PR #2371, opened 2023-12-22
Add `active_only` flag definition to Get API key spec

n1v0lg:


specification/security/get_api_key/SecurityGetApiKeyRequest.ts
```diff
@@ -68,5 +68,12 @@ export interface Request extends RequestBase {
      * @availability serverless
      */
     with_limited_by?: boolean
+    /**
+     * A boolean flag that can be used to query API keys that are currently active. An API key is considered active if it is neither invalidated, nor expired at query time. You can specify this together with other parameters such as owner or name. If `active_only` is false, the response will include both active and inactive (expired or invalidated) keys.
+     * @server_default false
+     * @availability stack since=8.12.1
```
n1v0lg, line 74: Technically it's available since 8.10 but based on the Slack convo we had, we don't backport so I'm assuming I should use the latest version we backported the fix to.

Anaethelion: Availability is mainly for documentation purpose, it should reflect the actual availability of the arg.
```suggestion
     * @availability stack since=8.10.0
```

Anaethelion (approved):
LGTM

PR #2376, opened 2024-01-03
Remove unknown setting index.shard

l-trotta:
The Java client has a `.shard()` method in the Index API  that returns `illegal_argument_exception` when called, with reason `unknown setting [index.shards]`.

For example:

```
esClient.indices().create(c -> c
        .index("test")
       .settings(st -> st
       .shards(1)
```

Trying the same call in Kibana yields the same result:

```
PUT test/
{
  "settings": {
      "shards": 1
  }
}
```

Given that `number_of_shards` exists, I suspect `shards` shouldn't be part of the IndexSettings type.


swallez (approved):
LGTM!

PR #2379, opened 2024-01-05
Cleanup enum values, allow using identifier+value as an alternative to @codegen_name

swallez:
This PR allows using the standard TypeScript enum syntax to define custom identifiers for enum members, in addition to the existing `@codegen_name` jsdoc tag.

Also cleans up the numeric values that existed on some enums for historical reasons (they were required in the early days of the API spec compiler) and refine the docs related to defining enums in the API spec.

Concretely, both definitions below are now equivalent (previously the `z-score` value was discarded, leading to a wrong declaration):

```ts
enum MyEnum {
    percent_of_sum,
    mean,
    softmax,
    /** @codegen_name z_score */
    'z-score'
}
```
 and

```ts
enum MyEnum {
    percent_of_sum,
    mean,
    softmax,
    z_score = 'z-score'
}
```

**Validation**: compiling the API spec after these changes only produces `specLocation` changes in `output/schema.json` becaused of the removed jsdoc tags.


ezimuel (approved):
LGTM

flobernd (approved):

davidkyle (approved):
ML changes LGTM

Thanks for updating

PR #2381, opened 2024-01-11
Update spec for `update_api_key` to include `expiration`

jfreden:


Anaethelion (approved):
LGTM

Endpoint validation ran locally is OK, Github automation cannot access the secrets from a fork.

PR #2382, opened 2024-01-11
Cleanup/improve compiler rs

swallez:
This PR improves the code in `compiler-rs`:
* the first commit introduces `derive_more` to automatically derive `From` for enums member values
* 2nd commit significantly reduces (by 1MB) the size of the `.wasm` file by not using `regex`
* subsequent commits are mechanical with rustfmt and clippy


compiler-rs/compiler-wasm-lib/src/lib.rs
```diff
@@ -16,12 +16,11 @@
...
 use anyhow::bail;
-use wasm_bindgen::prelude::*;
 use clients_schema::{Availabilities, Visibility};
+use wasm_bindgen::prelude::*;
 
-
-#[cfg(not(target_arch="wasm32"))]
-compile_error!("To build this crate use `make compiler-wasm-lib`");
+// #[cfg(not(target_arch = "wasm32"))]
+// compile_error!("To build this crate use `make compiler-wasm-lib`");
```
Anaethelion, line 23:
```suggestion
#[cfg(all(not(feature = "cargo-clippy"), not(target_arch = "wasm32")))]
compile_error!("To build this crate use `make compiler-wasm-lib`");
```

This should make that compatible with clippy while retaining the warning against direct compilation.

Anaethelion (approved):
LGTM

PR #2394, opened 2024-01-17
Specification of test_grok_pattern endpoint

jan-elastic:
For more details, see: https://github.com/elastic/ml-team/issues/1108 (item 1)

### DIFF
--- a/output/schema/validation-errors.json
+++ b/output/schema/validation-errors.json
@@ -1460,6 +1460,12 @@
       ],
       "response": []
     },
+    "text_structure.test_grok_pattern": {
+      "request": [
+        "Request: should not have a body"
+      ],
+      "response": []
+    },
     "transform.delete_transform": {
       "request": [],
       "response": [
--- a/output/schema/validation-errors.json
+++ b/output/schema/validation-errors.json
@@ -1460,12 +1460,6 @@
       ],
       "response": []
     },
-    "text_structure.test_grok_pattern": {
-      "request": [
-        "Request: should not have a body"
-      ],
-      "response": []
-    },
     "transform.delete_transform": {
       "request": [],
       "response": [
--- a/output/schema/validation-errors.json
+++ b/output/schema/validation-errors.json
@@ -1454,18 +1454,6 @@
       ],
       "response": []
     },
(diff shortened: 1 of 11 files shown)


output/schema/validation-errors.json
```diff
@@ -1460,6 +1460,12 @@
       ],
       "response": []
     },
+    "text_structure.test_grok_pattern": {
+      "request": [
+        "Request: missing json spec query parameter 'ecs_compatibility'"
```
droberts195, line 1465: Please can you add this to `specification/text_structure/test_grok_pattern/TestGrokPatternRequest.ts`. Then this new section should disappear from the validation errors.

output/schema/schema.json
```diff
@@ -18307,6 +18307,49 @@
...
     },
+    {
+      "availability": {
+        "serverless": {
+          "stability": "experimental",
+          "visibility": "private"
+        },
+        "stack": {
+          "since": "8.13.0",
+          "stability": "experimental",
```
droberts195, line 18318: I think this means you need to re-run `make generate` and commit the result.

specification/text_structure/test_grok_pattern/TestGrokPatternRequest.ts
```diff
@@ -0,0 +1,43 @@
...
+ * specific language governing permissions and limitations
+ * under the License.
+ */
+
+import { RequestBase } from '@_types/Base'
+
+/**
+ * @rest_spec_name text_structure.test_grok_pattern
+ * @availability stack since=8.13.0 stability=experimental visibility=public
+ * @availability serverless stability=experimental visibility=private
```
droberts195, line 25: This should match the visibility of the find structure endpoint, as it will be used by the same UI functionality:

```suggestion
 * @availability stack since=8.13.0 stability=stable
 * @availability serverless stability=stable visibility=private
```

jan-elastic: fixed

droberts195 (approved):
LGTM, but don't merge it until tomorrow because the server-side changes have only just gone in

PR #2400, opened 2024-01-29
Fix script definition in processorcontainer

l-trotta:
Fixes [Issue 500](https://github.com/elastic/elasticsearch-java/issues/500)
ProcessorContainer class was referring to Script instead of ScriptProcessor


swallez (approved):
LGTM, good catch!

PR #2401, opened 2024-01-29
Make `PathHierarchyTokenizer` properties optional

stevejgordon:
When attempting to configure the path hierarchy tokenizer from a .NET app, I noticed that many of the fields are serialized with their defaults when unset, and this is incorrect. They are all optional.


flobernd (approved):
LGTM!

PR #2404, opened 2024-01-30
[7.17] Fix requests that were used as field types

swallez:
Requests should not be used as field types, as the generated structures contain much more than their body's properties.

This was already fixed in 8.x in #1564 and #1671 and but not backported to 7.17.


pquentin (approved):
Thanks! LGTM.

pquentin:
While it's OK to add (breaking) specification bugfixes to the Elasticsearch specification in 7.17.x, the concerned APIs can still be used here without this change, so we decided to close this.

PR #2407, opened 2024-02-08
Fix synonyms/put_synonym_rule body

pquentin:
synonyms is not a list, but a string in Solr format.


pquentin:
> The backport to `8.11` failed:

Opened https://github.com/elastic/elasticsearch-specification/pull/2409, the conflict was `output/openapi/elasticsearch-serverless-openapi.json` which isn't in 8.11.

PR #17, opened 2022-02-18
Feat/json

dexturr:
JSON highlighting for Markets, asset, proposals, genesis (i.e. the less important routes that are likely to just be JSON for now).

JSON highlighting is in Vega colors:
Screenshot 2022-02-18 at 17 54 33


mattrussell36 (approved):
Looks great

PR #36, opened 2022-03-02
Feat/18 block explorer transaction UI first pass

sam-keen:


apps/explorer/src/app/components/txs/txs-per-block/index.tsx
```diff
@@ -0,0 +1,48 @@
...
+  const {
+    state: { data: decodedBlockData },
+  } = useFetch<ChainExplorerTxResponse[]>(DATA_SOURCES.chainExplorerUrl, {
+    method: 'POST',
+    mode: 'cors',
+    headers: {
+      'Content-Type': 'application/json',
+    },
+    body: JSON.stringify({
+      // eslint-disable-next-line @typescript-eslint/no-non-null-assertion
```
dexturr, line 19:
```suggestion
```

apps/explorer/src/app/hooks/use-fetch.tsx
```diff
@@ -72,15 +73,23 @@ function useFetch<T = unknown>(url?: string, options?: RequestInit): State<T> {
 
     void fetchData();
 
+    // eslint-disable-next-line react-hooks/exhaustive-deps
```
dexturr, line 76:
```suggestion
    // Do nothing if the url is not given
    // eslint-disable-next-line react-hooks/exhaustive-deps
```

apps/explorer/src/app/routes/router-config.tsx
```diff
@@ -50,6 +52,17 @@ const routerConfig = [
...
+    path: Routes.PENDING,
+    name: 'Pending txs',
+    element: <Txs />,
+    children: [
+      {
+        index: true,
+        element: <PendingTxs />,
+      },
+    ],
+  },
```
dexturr, line 65: Should be at `txs/pending` rather than it's own individual route

apps/explorer/src/app/components/blocks/home/blocksTable.tsx
```diff
@@ -0,0 +1,52 @@
+import { TendermintBlockchainResponse } from '../../../routes/blocks/tendermint-blockchain-response';
```
dexturr, line 1: Prefer `kebab-casing` for file names over `camelCase` or `PascalCase`, there's some other files kicking around with the same issue:

* txContent -> tx-content 
* txDetails -> tx-detials
* ect..

apps/explorer/src/app/components/blocks/home/blocksTable.tsx
```diff
@@ -0,0 +1,52 @@
...
+export const BlocksTable = ({ data, showTransactions }: BlocksProps) => {
+  if (!data?.result) {
+    return <>No block data</>;
+  }
+
+  return (
+    <Table>
+      {data.result?.block_metas?.map((block) => {
+        return (
+          <>
```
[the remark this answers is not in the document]
sam-keen: This was a tricky one - I can't do a key prop on a fragment, but I need to conditionally return a second table row, so it needs a parent. However, I'm inside a table so there's not an appropriate tag. Webstorm didn't shout at me as it usually would so I hoped I'd got away with it :D

apps/explorer/src/app/components/blocks/home/blocksTable.tsx
sam-keen: will do!

apps/explorer/src/app/components/blocks/home/blocksTable.tsx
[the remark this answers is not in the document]
dexturr: You can do a key prop in a fragment

https://reactjs.org/docs/fragments.html#keyed-fragments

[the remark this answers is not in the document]
sam-keen: Oh nice, thanks, just not with the shorthand. Noted!

dexturr (approved):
-----
WHAT TO WORK ON –
Pull every line containing the word "files" out of the listing.

REPLY –
(diff shortened: 1 of 11 files shown)
dexturr, line 1: Prefer `kebab-casing` for file names over `camelCase` or `PascalCase`, there's some other files kicking around with the same issue:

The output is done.